First drug to help Down syndrome people now being tested

Michael Cook
20 Apr 2013
Reproduced with Permission

The first drug to help people with Down syndrome overcome cognitive deficits is being tested on humans, the Swiss pharmaceutical giant Roche has announced.

Roche has set up a clinical trial with 33 adults to see whether a drug called RG1662 can reverse the effects of a neurotransmitter called GABA which inhibits brain activity. This seems to be the mechanism which is responsible for the memory and learning problems in people with Down's.

This small trial is testing the safety of the drug, but researchers are also examining how it affects the patients' motor skills, reaction time and memory.
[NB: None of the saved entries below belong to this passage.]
PR #779, opened 2024-12-29
[menu] Added a new filter for enabling the advanced CPT-related menu …

fajardoleo:
…logic.

### DIFF
--- a/includes/managers/class-fs-admin-menu-manager.php
+++ b/includes/managers/class-fs-admin-menu-manager.php
@@ -700,21 +700,27 @@
 			}
 
 			$menu_slug   = $menu['menu'][2];
-			$parent_slug = 'admin.php';
+			$parent_slug = isset( $menu['parent_slug'] ) ?
+				$menu['parent_slug'] :
+				'admin.php';
 
-			/**
-			 * This line and the `if` block below it is based on the `menu_page_url()` function of WordPress.
-			 *
-			 * @author Leo Fajardo (@leorw)
-			 * @since 2.7.4
-			 */
-			global $_parent_pages;
+			if ( fs_apply_filter( $this->_module_unique_affix, 'enable_cpt_advanced_menu_logic', false ) ) {
+				$parent_slug = 'admin.php';
 
-			if ( ! empty( $_parent_pages[ $menu_slug ] ) ) {
-				$_parent_slug = $_parent_pages[ $menu_slug ];
-				$parent_slug  = isset( $_parent_pages[ $_parent_slug ] ) ?
-					$parent_slug :
-					$menu['parent_slug'];
+				/**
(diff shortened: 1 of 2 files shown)


includes/managers/class-fs-admin-menu-manager.php
```diff
@@ -700,21 +700,27 @@ function main_menu_url() {
...
-				$_parent_slug = $_parent_pages[ $menu_slug ];
-				$parent_slug  = isset( $_parent_pages[ $_parent_slug ] ) ?
-					$parent_slug :
-					$menu['parent_slug'];
+			$parent_slug = isset( $menu['parent_slug'] ) ?
+				$menu['parent_slug'] :
+				'admin.php';
+
+			if ( fs_apply_filter( $this->_module_unique_affix, 'enable_cpt_advanced_menu_logic', false ) ) {
+				$parent_slug = 'admin.php';
```
DanieleAlessandra, line 708: Why do we need to re-define `$parent_slug` here? it has just been defined on line 703.

includes/managers/class-fs-admin-menu-manager.php
```diff
@@ -700,21 +700,27 @@ function main_menu_url() {
...
-			if ( ! empty( $_parent_pages[ $menu_slug ] ) ) {
-				$_parent_slug = $_parent_pages[ $menu_slug ];
-				$parent_slug  = isset( $_parent_pages[ $_parent_slug ] ) ?
-					$parent_slug :
-					$menu['parent_slug'];
+			$parent_slug = isset( $menu['parent_slug'] ) ?
+				$menu['parent_slug'] :
+				'admin.php';
+
+			if ( fs_apply_filter( $this->_module_unique_affix, 'enable_cpt_advanced_menu_logic', false ) ) {
```
DanieleAlessandra, line 707: Do we have documentation about `enable_cpt_advanced_menu_logic` hook somewhere?

DanieleAlessandra (changes requested):
Please take a look to my comments

includes/managers/class-fs-admin-menu-manager.php
fajardoleo: @DanieleAlessandra The line above preserves the original behavior when the new filter is not used. When the filter is applied, the behavior changes slightly, and not using `admin.php` may lead to unexpected issues.

includes/managers/class-fs-admin-menu-manager.php
fajardoleo: @DanieleAlessandra This will be documented. Thanks!

DanieleAlessandra (approved):
Looks good to me.

swashata (approved):
LGTM 👏

PR #789, opened 2025-02-28
Fix: Prevent SDK from exiting in CLI environments

DanieleAlessandra:
Changed `exit;` to `return;` in `start.php` to prevent the Freemius SDK from terminating execution in CLI environments where `ABSPATH` is not defined. This resolves conflicts with tools like PHPCS, PHPStan, and PHPUnit while ensuring the SDK remains functional within WordPress.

The drug has already had good results in mice, according to a paper in the Journal of Neuroscience.

"Our drug research in Down syndrome may offer a novel therapeutic avenue to treat the cognitive deficits in people with Down syndrome, enhance their communications skills and ultimately help them have greater independence in their daily lives," said Luca Santarelli, of Roche.

Down syndrome affects around one in 650 to 1,000 live births. Worldwide some 30,000 babies are born with Down syndrome each year. People with Down syndrome have a wide range of abilities but the majority have cognitive deficits which can lead to challenges with independence in their daily activities, education and employment. At present, there are no treatment options that address the cognitive impairments associated with Down syndrome.